STATEMENT-1: If `veca,vecb,vecc`, are unit vectors such that `veca+vecb+vecc=0` and `veca.vecb+vecb.vecc+vecc.veca=-(3)/(2)`.
STATEMENT-2 : `(vecx+vecy)^(2)=|vecx|^(2)+|vecy|^(2)+2(vecx.vecy)`.

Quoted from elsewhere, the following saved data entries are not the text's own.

PR #866, opened 2022-12-04
Support metric help text in multiprocess mode

evgenymarkov:
Hello ✋🏻 I ran into a problem - open telemetry collector shows errors because I collect metrics with the same name from two applications - one single-process, the other multi-process:

label:<name:"path_template" value:"/api/rest/v1/auth/me" > label:<name:"project" value:"auth" > counter:<value:890 >  has help "Total count of requests by method and path" but should have "Multiprocess metric"

Then I found old [issue](https://github.com/prometheus/client_python/issues/211) and I decided to fix it. @butlerx did almost all the work. I added only 1 test.


evgenymarkov:
See also: #866

evgenymarkov:
I'll close my PR because it's exactly the same as #804

Issue #871, opened 2022-12-19
Parser produces invalid metrics for no-space metrics


MatthewScholefield:
The prometheus metrics endpoint for an IoT tutorial emits metrics with no space after the metric like this:

```
# HELP pm02 Particulate Matter PM2.5 value
# TYPE pm02 gauge
pm02{id="airgrad0",mac="FF:FF:FF:FF:FF:FF"}11
# HELP rco2 CO2 value, in ppm
# TYPE rco2 gauge
rco2{id="airgrad0",mac="FF:FF:FF:FF:FF:FF"}532
# HELP atmp Temperature, in degrees Celsius
# TYPE atmp gauge
atmp{id="airgrad0",mac="FF:FF:FF:FF:FF:FF"}22.10
# HELP rhum Relative humidity, in percent
# TYPE rhum gauge
rhum{id="airgrad0",mac="FF:FF:FF:FF:FF:FF"}40
```

Parsing this didn't error but instead produced metrics with incorrect values:
```
[Metric(pm02, Particulate Matter PM2.5 value, gauge, , [Sample(name='pm02', labels={'id': 'airgrad0', 'mac': 'FF:FF:FF:FF:FF:FF'}, value=1.0, timestamp=None, exemplar=None)]),
 Metric(rco2, CO2 value, in ppm, gauge, , [Sample(name='rco2', labels={'id': 'airgrad0', 'mac': 'FF:FF:FF:FF:FF:FF'}, value=32.0, timestamp=None, exemplar=None)]),
 Metric(atmp, Temperature, in degrees Celsius, gauge, , [Sample(name='atmp', labels={'id': 'airgrad0', 'mac': 'FF:FF:FF:FF:FF:FF'}, value=2.1, timestamp=None, exemplar=None)]),
 Metric(rhum, Relative humidity, in percent, gauge, , [Sample(name='rhum', labels={'id': 'airgrad0', 'mac': 'FF:FF:FF:FF:FF:FF'}, value=0.0, timestamp=None, exemplar=None)])]
```
I think ideally perhaps it should raise a `ValueError` in this circumstance (or alternatively support this if it's considered a valid metrics format; I didn't find a spec on what the exact format is).

csmarchbanks:
Interesting, I definitely think this is an issue. The best spec I could find is https://prometheus.io/docs/instrumenting/exposition_formats/, which states
[...]

PR #872, opened 2022-12-21
Allow Prometheus parser to handle missing space

csmarchbanks:
If there is no delimiter separating the labels and value when parsing the Prometheus format the parser currently will chop off the first digit of the value. Instead, allow a missing delimiter in the Prometheus format to align with what the Go parser does.

In addition, add a test to specifically check that a delimiter is still required in OpenMetrics.

Fixes: #871


roidelapluie (approved):
LGTM

PR #873, opened 2022-12-22
Add tests for Python 3.11

csmarchbanks:
The base image has also been moved to the new cimg repositories which are direct replacements for circleci.

### DIFF
--- a/.circleci/config.yml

To solve the problem, we need to analyze the given statements and prove their validity step by step. ### Step 1: Analyze Statement 1 We are given three unit vectors \( \vec{a}, \vec{b}, \vec{c} \) such that: \[ \vec{a} + \vec{b} + \vec{c} = 0 \] This implies that: \[ \vec{c} = -(\vec{a} + \vec{b}) \] ### Step 2: Calculate the Magnitudes Since \( \vec{a}, \vec{b}, \vec{c} \) are unit vectors, we have: \[ |\vec{a}| = |\vec{b}| = |\vec{c}| = 1 \] Thus: \[ |\vec{c}|^2 = 1 \implies \vec{c} \cdot \vec{c} = 1 \] ### Step 3: Expand the Equation We can expand \( |\vec{c}|^2 \): \[ \vec{c} \cdot \vec{c} = (-\vec{a} - \vec{b}) \cdot (-\vec{a} - \vec{b}) = (\vec{a} + \vec{b}) \cdot (\vec{a} + \vec{b}) \] This gives: \[ \vec{a} \cdot \vec{a} + 2\vec{a} \cdot \vec{b} + \vec{b} \cdot \vec{b} = 1 \] Since \( \vec{a} \cdot \vec{a} = 1 \) and \( \vec{b} \cdot \vec{b} = 1 \), we have: \[ 1 + 2\vec{a} \cdot \vec{b} + 1 = 1 \] Simplifying this, we get: \[ 2 + 2\vec{a} \cdot \vec{b} = 1 \implies 2\vec{a} \cdot \vec{b} = -1 \implies \vec{a} \cdot \vec{b} = -\frac{1}{2} \] ### Step 4: Calculate the Other Dot Products Using symmetry and the fact that the vectors are unit vectors, we can derive: \[ \vec{b} \cdot \vec{c} = \vec{b} \cdot (-\vec{a} - \vec{b}) = -\vec{b} \cdot \vec{a} - \vec{b} \cdot \vec{b} = -(-\frac{1}{2}) - 1 = \frac{1}{2} - 1 = -\frac{1}{2} \] Similarly: \[ \vec{c} \cdot \vec{a} = \vec{c} \cdot (-\vec{a} - \vec{b}) = -\vec{c} \cdot \vec{a} - \vec{c} \cdot \vec{b} = -(-\frac{1}{2}) - (-\frac{1}{2}) = \frac{1}{2} + \frac{1}{2} = 1 \] ### Step 5: Sum of Dot Products Now we can sum these dot products: \[ \vec{a} \cdot \vec{b} + \vec{b} \cdot \vec{c} + \vec{c} \cdot \vec{a} = -\frac{1}{2} - \frac{1}{2} + 1 = -\frac{3}{2} \] This confirms that Statement 1 is true. ### Step 6: Analyze Statement 2 The second statement is a well-known vector identity: \[ (\vec{x} + \vec{y})^2 = |\vec{x}|^2 + |\vec{y}|^2 + 2(\vec{x} \cdot \vec{y}) \] This is always true for any vectors \( \vec{x} \) and \( \vec{y} \). ### Conclusion Both statements are true, and Statement 2 provides a correct explanation for Statement 1.